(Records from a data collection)

PR #536, opened 2019-09-17
Middlware mocking documentation

### LINKED ISSUE #519: Add site content for how to mock in dojo
**Enhancement** 

We've had a number of people on discord ask how to mock a variety of things in tests from `fetch` to middlewares such as ResizeObserver. It would be good if we had content describing how to achieve those things.

mocking shims: https://github.com/dojo/framework/pull/295

mock middleware: https://github.com/dojo/framework/tree/master/src/testing/mocks/middleware

jellison:
**Type:** feature

**Description:**

Introduces an icache middleware mock as well as documentation for using it and creating custom middleware mocks.

Resolves #519

### DIFF
--- a/src/testing/mocks/middleware/icache.ts
+++ b/src/testing/mocks/middleware/icache.ts
@@ -1,0 +1,73 @@
+/* tslint:disable:interface-name */
+import { create, invalidator } from '../../../core/vdom';
+import { MiddlewareResult } from '../../../core/interfaces';
+import Map from '../../../shim/Map';
+
+export function createICacheMock() {
+	const map = new Map<any, any>();
+	const factory = create({ invalidator });
+
+	const mockICacheFactory = factory(({ middleware: { invalidator } }) => {
+		return {
+			getOrSet<T = any>(key: any, value: any): T | undefined {
+				if (map.has(key)) {
+					return this.get(key);
+				} else {
+					this.set(key, value);
+					return undefined;
+				}
+			},
+			get<T = any>(key: any): T | undefined {
+				if (map.has(key)) {
+					const mapValue = map.get(key);
+					if (typeof mapValue === 'function') {
+						return undefined;
+					} else {
+						return mapValue as T;
+					}
+				}
+				return undefined;
+			},
+			set(key: any, value: any): void {
+				if (typeof value === 'function') {
+					value = value();
+					if (value.then && typeof value.then === 'function') {
+						value.then((result: any) => {
+							map.set(key, result);
+							invalidator();
+						});
+					}
+					map.set(key, value);
+				} else {
+					map.set(key, value);
+					invalidator();
+				}
+			},
+			clear(): void {}
+		};
+	});
+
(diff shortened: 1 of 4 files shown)


src/testing/mocks/middleware/icache.ts
```diff
@@ -0,0 +1,73 @@
+/* tslint:disable:interface-name */
+import { create, invalidator } from '../../../core/vdom';
+import { MiddlewareResult } from '../../../core/interfaces';
+import Map from '../../../shim/Map';
+
+export function createICacheMock() {
+	const map = new Map<any, any>();
+	const factory = create({ invalidator });
+
+	const mockICacheFactory = factory(({ middleware: { invalidator } }) => {
```
agubler: Do we need to recreate the `icache` middleware logic in the mock? It would be good if we could pass everything off to the real `icache` and only intercept the `set` call to get the promise (if it is one)?

There are examples in some of the other mock middleware that effectively do similar things, like the `resize` mock. Something like:

```ts
	const factory = create({ cache, invalidator });

	const mockICacheFactory = factory(({ id, middleware, properties, children }) => {
		const { callback } = icache();
		invalidate = middleware.invalidator;
		const icacheMiddleware = callback({
			id,
			middleware: { invalidator: middleware.invalidator, cache: middleware.cache },
			properties,
			children
		});
        return {
            getOrSet(key: any, value: any) {
                return icacheMiddleware.getOrSet(key, value);
            }
            get(key: any) {
               icacheMiddleware.get(key);
            }
            set(key: any, value: any) {
                // do things in here to get the promise to make it available to the mock
            }
            clear() {
               icacheMiddleware.clear();
            }
        }
	});
```

jellison: Yep, seems possible.

agubler:
Hey @jellison I just noticed that this is raised from a branch on dojo/framework, we work from forks for PRs, do you think you could move it to a fork?

jellison:
> Hey @jellison I just noticed that this is raised from a branch on dojo/framework, we work from forks for PRs, do you think you could move it to a fork?

Yeah. I'll have to create a new PR though.

jellison:
Replaced with PR #537

src/testing/mocks/middleware/icache.ts
matt-gadd: yeah that sounds good, I think we can even just monkey patch the icache that comes back so we'd only have to implement `set` and not deal with the rest? something like*:

```tsx
const factory = create({ cache, invalidator });
const mockICacheFactory = factory(({ id, middleware, properties, children }) => {
  const { callback } = icache();
  invalidate = middleware.invalidator;
  const icacheMiddleware = callback({ id, middleware: { invalidator: middleware.invalidator, cache: middleware.cache }, properties, children }); 
  const setter = icacheMiddleware.set;
  icaceMiddleware.set = (...args) => {
    // whatever
    return setter(...args);
  }
  return icacheMiddleware;
});
```
* t&c's apply, totally pseudo code 😄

PROBLEM STATEMENT:
Look through the entries above. Copy out every line holding the word "forks".

EXERCISE ANSWER:
Hey @jellison I just noticed that this is raised from a branch on dojo/framework, we work from forks for PRs, do you think you could move it to a fork?
> Hey @jellison I just noticed that this is raised from a branch on dojo/framework, we work from forks for PRs, do you think you could move it to a fork?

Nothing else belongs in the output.